J’étais sûr que tu allais dire ça !

Non, mais moi ça m’amuse, pas forcément que pour les filles. Ça me plaît vachement d’avoir un personnage qui redonne une magie à la ville et à pleins d’autres trucs, parce que ça sort du Mans aussi, Jean-Luc Le Ténia.

La métaphysique du Ténia, expliquée par lui-même :

L’hypercubisme, ça vient d’hypercube. L’hypercube, c’est une sorte de forme géométrique qui est assez difficile à imaginer. C’est un cube avec une dimension en plus, la quatrième dimension, celle de l’espace-temps, qui est bien connue des scientifiques. Comme dans le film (« Cube², Hypercube »), qui est inspiré de ce truc scientifique.

Depuis que j’ai vu « Donnie Darko » je me suis vachement intéressé à tous les trucs d’espace-temps : les trous de vers, les voyages temporels et toutes les théories qui tournent autour. Je m’y suis intéressé comme j’ai pu, avec mon petit cerveau.

En fait je me suis rendu compte que ce que je faisais c’était de l’hypercubisme. Je ne peux pas t’expliquer ça beaucoup plus, parce que c’est plus un truc intuitif que clairement défini. Ca englobe vachement de choses, c’est un truc super-mégalo.

Je me suis rendu compte que c’était ce qui pouvait définir ce que je faisais avec mes chansons et aussi avec d’autres choses, dans ma vie en général. Aussi bien le diary que j’avais fait sur Internet que les bandes dessinées etc. C’est toujours énormément de points de vue différents, à différents niveaux et différents lieux de l’espace-temps.
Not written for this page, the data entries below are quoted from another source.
PR #711, opened 2026-08-01
Fix Kitty keyboard protocol SET behavior

rschmitt:
The SET form should modify the flags on the current stack frame, not destroy the entire stack. Compare the Ghostty [implementation](https://github.com/ghostty-org/ghostty/blob/4d605bf0d819df901a0332bbb320dc849fdd82e4/src/terminal/kitty/key.zig#L27):

```zig
    /// Perform the "set" operation as described in the spec for
    /// the CSI = u sequence.
    pub fn set(
        self: *FlagStack,
        mode: SetMode,
        v: Flags,
    ) void {
        switch (mode) {
            .set => self.flags[self.idx] = v,
            .@"or" => self.flags[self.idx] = @bitCast(
                self.flags[self.idx].int() | v.int(),
            ),
            .not => self.flags[self.idx] = @bitCast(
                self.flags[self.idx].int() & ~v.int(),
            ),
        }
    }
```

### DIFF
--- a/sources/VT100/VT100Terminal.m
+++ b/sources/VT100/VT100Terminal.m
@@ -2511,17 +2511,30 @@ static BOOL VT100TokenIsTmux(VT100Token *token) {
 
         case VT100CSI_SET_KEY_REPORTING_MODE:
             self.dirty = YES;
-            [self.currentKeyReportingModeStack removeAllObjects];
-            switch (token.csi->p[1]) {
-                case 1:  // all set bits are set and all unset bits are reset
-                    _keyReportingFlags = token.csi->p[0];
-                    break;
-                case 2:  // all set bits are set, unset bits are left unchanged
-                    _keyReportingFlags |= token.csi->p[0];
-                    break;
-                case 3:  // all set bits are reset, unset bits are left unchanged
-                    _keyReportingFlags &= ~token.csi->p[0];
-                    break;
+            {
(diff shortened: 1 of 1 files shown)


rschmitt:
Here's a minimal reproducer that exposes the difference in behavior between iTerm2 and Ghostty:

```bash
#!/bin/bash

echo "=== Kitty Keyboard Protocol SET-form persistence test ==="
echo ""
echo "Step 1: PUSH flags=1 (enable protocol)"
printf '\033[>1u'

echo "Step 2: SET flags=1 on current entry (simulates resize re-assert)"
printf '\033[=1;1u'

echo "Step 3: POP (should fully disable protocol)"
printf '\033[<u'

echo ""
echo "Protocol should now be OFF. Type Ctrl-C then Enter:"
echo "  - If you see '^C' → correct (protocol disabled)"
echo "  - If you see '^[[99;5u' → BUG (SET-form flags persisted after POP)"
echo ""
echo "Reading one line (if stuck, close the tab and run: printf '\\033[=0u'):"
read -r line
echo ""
echo "Raw input: $(printf '%s' "$line" | cat -v)"

# Clean up in case the protocol is still active
printf '\033[=0u'
```

gnachman:
Thanks for the fix, @rschmitt! Nice catch matching the SET semantics to the spec (and the Ghostty reference was helpful). Merged. 🎉

PR #713, opened 2026-08-03
Option: treat Latin words as left-to-right islands in RTL text

nuved:
Stacked on #709 (the first commit here is that PR's mirroring change; review the second commit, "Add option to treat Latin words as LTR islands in RTL text").

In a right-to-left paragraph the bidi algorithm reorders neutral characters and mirrors brackets around English exactly as it does around Persian. That's correct per Unicode, but in a terminal full of English identifiers, file paths, and code mixed into Persian or Arabic it reads wrong: «(English)» becomes «)English(», and ~/projects loses its order.

This adds an Advanced setting, off by default, "Treat Latin words as left-to-right islands in right-to-left text." When it's on, each run of non-space ASCII containing a Latin letter is wrapped in isolate controls (LRI/PDI) before layout, so CoreText lays those runs out as left-to-right islands. English words, multi-word phrases, paths, and code keep their order and un-flipped brackets; the surrounding right-to-left text is untouched. Guillemets keep their natural glyph, so « still opens on the right in Persian.

`BidiDisplayInfo` now threads an explicit UTF-16-index → source-cell map (inserted controls map to no cell) rather than the delta formula, so the extra controls don't disturb cell indexing, the lookup table, RTL runs, or mirror detection.

The setting deviates from standard bidi on purpose, which is why it's opt-in and off by default. It's aimed at terminal use, where English tokens are conceptually left-to-right islands. `tests/rtl-showcase.sh` prints every case (single and multi-word English, code, paths, quotes, Persian brackets) for manual review.


nuved:

PR #715, opened 2026-08-05
Fix Tahoe dark tab chrome ignoring custom tab height

maskshell:
## Summary
- On macOS Tahoe dark themes, selected-tab chrome (`TahoeDarkLeftTab` / `Mid` / `Right`) was drawn at the images’ intrinsic size instead of the pill rect, so left/right tabs with a custom **Default tab bar height** showed a fixed-height foreground over a taller cell (masked only when an opaque custom tab color painted over the caps).
- Cap/mid images now scale to the pill height (with width clamped so tall narrow left tabs cannot overlap caps). Pill fill/stroke/progress ring use a true stadium radius (`height/2`) so curvature matches the scaled chrome.
- Clarify the Advanced Pref help text: top tabs ignore `defaultTabBarHeight` on Tahoe; left/right use `max(26, value)`.

## Test plan
- [ ] macOS 26, Theme Dark (or Dark High Contrast), tabs on the **left**
- [ ] Advanced Prefs → set **Default tab bar height** above 26 (e.g. 36 or 40)
- [ ] Without custom tab color: selected tab chrome should match cell height (no dual-layer, no gray crescents at corners)
- [ ] Tall left tabs at default ~50pt bar width: caps must not overlap in the middle
- [ ] With Use Tab Color: still looks correct; selected fill aligned with chrome
- [ ] Tabs on **top**: pill corners remain stadium-shaped (~12pt), no squaring vs previous Tahoe look
- [ ] Light Tahoe theme: no regression (stroke outline, no cap images)


ThirdParty/PSMTabBarControl/source/PSMTahoeTabStyle.swift
```diff
@@ -439,6 +439,13 @@ class PSMTahoeTabStyle: NSObject, PSMTabStyle {
     // bar inside it, so it never crowds the tab title or status subtitle.
     private var progressRingWidth: CGFloat { 2 }
 
+    /// Corner radius for a drawn pill, derived from the pill's own height so it
+    /// stays stadium-shaped when cell height changes (vertical tabs + custom
+    /// `defaultTabBarHeight`).
+    private func pillCornerRadius(for rect: NSRect) -> CGFloat {
+        max(0, rect.height / 2.0 - 2.5)
```
gnachman: `pillCornerRadius` regresses the corner radius of every Tahoe pill, including the untouched horizontal top-tab path. The old `barRadius - 2.5` = 11.5 was calibrated against the 28pt bar height, but this rect is only 24pt tall (36pt container minus 8pt insets, minus 1 in `adjustedCellRect`, minus 3 in `backgroundRect`), so `rect.height/2 - 2.5` = 9.5. That squares the corners of every horizontal selected-tab fill, the light-theme stroke, the tab-color tint, and the progress ring (`progressBarClipPath` uses this helper too) by about 2pt; default-height vertical pills drop from a true stadium (11) to 8.5. The comment claims it stays stadium-shaped, but `height/2 - 2.5` is never a stadium (a stadium is `height/2`). Suggest dropping or recalibrating the 2.5 so the horizontal path stays at 11.5.

ThirdParty/PSMTabBarControl/source/PSMTahoeTabStyle.swift
```diff
@@ -835,8 +855,8 @@ class PSMTahoeTabStyle: NSObject, PSMTabStyle {
                                           isHighlighted: Bool) {
         backgroundColorSelected(selected, highlightAmount: isHighlighted ? 1.0 : 0.0).set()
         
-        let radius = barRadius - 2.5
         let rect = backgroundRect(for: cellFrame)
+        let radius = pillCornerRadius(for: rect)
```
gnachman, line 848: In the dark theme this fill radius (9.5, per the `pillCornerRadius` note) no longer matches the corner curvature baked into the cap images that `drawCellOutline` scales onto the same rect (a stadium, about `height/2`). The squarer fill pokes past the caps rounded corners, leaving gray crescents (or, with a per-tab color, colored crescents) at all four corners of a selected dark tab. Rendering the real TahoeDark cap assets at the two radii confirms roughly 1 to 2pt of fill leaking beyond the chrome. Fixing the radius formula resolves this as well.

ThirdParty/PSMTabBarControl/source/PSMTahoeTabStyle.swift
```diff
@@ -1813,17 +1833,26 @@ class PSMTahoeDarkTabStyle: PSMTahoeTabStyle {
...
+        // dual-height selected tab that vanished only when an opaque tab color
+        // painted over the caps.
+        let left = Self.leftTabCap
+        let scale = left.size.height > 0 ? rect.height / left.size.height : 1.0
+        let capWidth = left.size.width * scale
+
+        let leftDest = NSRect(x: rect.minX, y: rect.minY, width: capWidth, height: rect.height)
+        left.draw(in: leftDest)
+
+        let rightDest = NSRect(x: rect.maxX - capWidth, y: rect.minY, width: capWidth, height: rect.height)
```
gnachman, line 1835: Scaled caps can overlap because only `midDest` is clamped. `capWidth` is about `(2/3) * rect.height` with no bound against `rect.width`, and `leftDest`/`rightDest` keep the full `capWidth`, so when `2 * capWidth > rect.width` the two cap images overprint in the middle (and `rightDest.origin.x` goes left of `rect.minX`). This is reachable with left tabs: at the 50pt minimum vertical bar width the pill is about 42pt wide, so overlap begins once the tab height passes about 31.5pt (Default tab bar height around 36), exactly the large-height case this PR targets. On master the fixed 16pt caps could never overlap given the 42pt floor, so this is a new regression. Clamp `capWidth` to `rect.width / 2` before building the three rects.

ThirdParty/PSMTabBarControl/source/PSMTahoeTabStyle.swift
```diff
@@ -579,7 +586,20 @@ class PSMTahoeTabStyle: NSObject, PSMTabStyle {
         }
     }
 
-    private let barHeight = 28.0
+    /// Drawn pill height inside the horizontal tab-bar container (36pt). Vertical
+    /// tabs use the live cell height from `tabBar.height` so chrome tracks
+    /// Advanced Pref `defaultTabBarHeight` instead of staying pinned at 28.
+    private static let horizontalBarHeight: CGFloat = 28.0
+
+    private var barHeight: CGFloat {
```
gnachman: This vertical branch is dead code. After this PR migrated `progressBarClipPath` and `drawCellBackgroundSelected` to `pillCornerRadius`, the only remaining reader of `barHeight`/`barRadius` is `clippingPath`'s `if orientation == .horizontalOrientation` block, so this `.verticalOrientation` branch can never execute and the property always returns `horizontalBarHeight` (28). `private let barHeight = 28.0` would be behaviorally identical. That means the doc comment here, the release-note line ("vertical bar height tracks the container"), and part of the PR description document behavior that never runs. If the branch were made live, it would also round-trip through `tabBar.height` to recover a value the style already computes as `tabBarHeight` (max(26, defaultTabBarHeight)). Suggest reverting `barHeight` to the constant and trimming the release note; the real fix is carried entirely by `pillCornerRadius` and the cap scaling.

ThirdParty/PSMTabBarControl/source/PSMTahoeTabStyle.swift
```diff
@@ -1813,17 +1833,26 @@ class PSMTahoeDarkTabStyle: PSMTahoeTabStyle {
...
-        
-        dest.origin.x = rect.maxX - image.size.width
-        Self.rightTabCap.draw(in: dest)
-        
-        dest.origin.x = rect.minX + image.size.width
-        dest.size.width = rect.width - (2 * image.size.width)
-        Self.tabMid.draw(in: dest)
+        // Scale the 9-slice-like cap/mid images to the pill rect. Previously
+        // dest.size was image.size, so chrome stayed at the asset's intrinsic
+        // height while the cell/backing grew with defaultTabBarHeight — a
```
gnachman: This comment contains an em dash (U+2014, between `defaultTabBarHeight` and `a`); the convention here is to avoid em dashes in comments, so replace it with a comma or a period. The comment also narrates change history ("Previously dest.size was image.size ..."); once merged, a comment that states the constraint (the caps must scale to the pill rect height so the chrome matches the cell height) will serve future readers better than the before/after story.

gnachman (commented):
Automated review of this PR. The cap-scaling approach is right, but the new radius formula regresses geometry on paths the change did not intend to touch, and the `barHeight` change turns out to be inert. Findings are inline. One additional cleanup that has no changed line to attach to:

- `drawCellOutline(path:rect:radius:)`: the `radius` parameter is now unused by both implementations (the base only strokes `path`; the dark override uses only `rect`). Since this PR already touches the call site and the override, consider dropping the parameter.

Two help-text accuracy concerns I checked turned out fine: compact windows never carry Tahoe-style tabs, and no reachable path delivers a vertical Tahoe height below the 26pt floor, so the revised advanced-setting description is accurate.

maskshell:
Addressed the review:

1. **`pillCornerRadius`** → `height/2` (true stadium). Horizontal ~24pt pills go to 12 (was 11.5 with `barRadius - 2.5`), so fill/stroke/tint/progress ring match scaled dark caps and no longer leak crescents.
2. **Cap overlap** → `capWidth = min(scaled, rect.width / 2)`.
3. **`barHeight`** → reverted to `private let barHeight = 28.0`; release note no longer claims vertical barHeight tracking (that branch was dead).
4. **Comment** → constraint-only, no em dash / history narration.
5. **`drawCellOutline`** → dropped unused `radius` parameter on both implementations and the call site.

ThirdParty/PSMTabBarControl/source/PSMTahoeTabStyle.swift
maskshell: Done in db4477a18.

`pillCornerRadius` is now a true stadium: `max(0, rect.height / 2.0)` (no `- 2.5`). For the ~24pt horizontal pill that is 12, within ~0.5pt of the old calibrated 11.5, without squaring top-tab corners. Vertical pills scale with cell height the same way.

ThirdParty/PSMTabBarControl/source/PSMTahoeTabStyle.swift
maskshell: Done in db4477a18.

Same stadium `height/2` radius is shared by the selected fill, tab-color tint, and progress ring, so it matches the curvature baked into the scaled dark cap images. That should remove the gray/colored crescents at the corners.

ThirdParty/PSMTabBarControl/source/PSMTahoeTabStyle.swift
maskshell: Done in db4477a18.

`capWidth` is now `min(left.size.width * scale, rect.width / 2.0)` before building left/right/mid dest rects, so tall left tabs at the ~50pt minimum bar width can no longer overprint caps in the middle.

ThirdParty/PSMTabBarControl/source/PSMTahoeTabStyle.swift
maskshell: Done in db4477a18.

Reverted to `private let barHeight = 28.0`. The vertical branch was dead after the radius move, as you noted. Release note and PR description no longer claim that vertical `barHeight` tracks the container; the real fix is cap scaling plus stadium `pillCornerRadius`.

ThirdParty/PSMTabBarControl/source/PSMTahoeTabStyle.swift
maskshell: Done in db4477a18.

Replaced with a constraint-only comment (caps must scale to the pill height so chrome matches the cell). No em dash and no before/after narration.

gnachman:
Thanks for the fix, @maskshell! Nicely diagnosed and cleanly done. Scaling the cap and mid images to the pill height and deriving the corner radius from height/2 is exactly the right approach here, and it makes the fill, stroke, progress ring, and dark-theme caps all share one curvature. I built and reviewed it locally and it looks correct. Merged, and Iʼve added you to the Credits page. 🎉

PR #717, opened 2026-08-05
RTL selection, highlight, and copy in the terminal

nuved:
**Draft — work in progress.**

Selection, highlight, and copy fixes for right-to-left (Persian/Arabic/Hebrew)
text in the terminal. Gated behind the existing **Bidi** preference: with it
off, per-line `BidiDisplayInfo` is nil, so `visualX == logicalX` for every cell
and each change below is a no-op. No behavior change for left-to-right-only
users.

## What it fixes

- **Mouse selection maps through the bidi reordering.** A click is converted
  from its visual column to the logical cell, so character drag, word/line/smart
  selection, the highlight, and copy all operate in the logical space the
  selection model already uses.
- **Selection highlight on the Metal (GPU) renderer** tested the visual column
  against a logically-stored selection, lighting the mirror-image cells (the
  empty trailing padding on the left of a right-to-left line). It now tests the
  logical cell index, matching the CoreGraphics path.
- **Copy extracts the logical selection range**, not the cells that happen to
  fall under a visual span. A partial selection on a mixed line stays a
  contiguous string — an English word embedded in Persian is copied whole
  instead of split into visually-adjacent pieces.
- **Word/double-click selection no longer double-converts the coordinate.** The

L’exemple concret pour expliquer ça, c’est la rencontre avec Chloé Delaume. C’est parti d’un petit livre où elle parlait de ténia et je me suis dit mais c’est de moi qu’elle parle. Après je l’ai rencontrée… à distance. Elle m’a demandé de faire un duo et finalement au bout de deux ans le duo va se faire et dans les paroles même du duo, je parle de ça, du fait qu’elle m’a appelé et tout, en fait je récupère le début du truc.

Dans les théories de l’espace-temps, il y a le truc bien connu du voyage dans le temps : si tu peux voyager dans le temps, tu peux rencontrer ta mère avant que tu sois né, baiser avec elle, et du coup devenir ton propre père. C’est quelque chose d’impossible concrètement mais si le voyage dans le temps est possible, c’est possible. De là, tu as des théories qui diraient qu’il y a plusieurs univers parallèles.

Là c’est pareil, un peu comme le ruban de Moëbius, un truc qui se rejoint et qui n’a pas de début ni de fin, qui tourne sur lui-même. C’est à la fois faux que Chloé Delaume m’a appelé et vrai puisque maintenant je l’ai récupéré. C’est une vision en-dehors de la vision temporelle. Si tu arrives à te mettre en dehors du temps, tu vois le passé, le présent, le futur, comme un tout simultané. Dans la rencontre avec Chloé Delaume, il y a à la fois une temporalité, je t’ai raconté comment ça s’est fait progressivement, et maintenant si tu te mets au-delà de ça, que tu vois ça comme un tout, il n’y a pas vraiment de début ni de fin. Tout était déjà fini. Ça ne veut pas dire qu’il y a un destin parce qu’il y a une possibilité d’univers parallèles.

L’hypercubisme est une manière de comprendre la réalité avec une dimension, l’espace-temps qui existe mais qu’on a du mal à appréhender. Mais en ce moment, c’est vachement dans l’air du temps, les gens commencent à comprendre peu à peu cette réalité du monde. Des films comme « Hypercube »…Même dans la pub : il y a une pub avec Jean Reno qui parle de ça. Les gens sont en train de s’habituer à cette manière de comprendre le monde. C’est un truc qui existe déjà mais qu’on comprend peu à peu. Comme un jour on a compris que c’était la Terre qui tournait autour du soleil et pas l’inverse.

Je n’ai pas inventé cette théorie-là, mais mes chansons finalement, même s’il n’y a pas que ça, c’est complètement là-dedans. Et puis voilà, je suis le premier à avoir dit « hypercubisme » donc je suis content, j’ai trouvé le terme avant les autres (rires).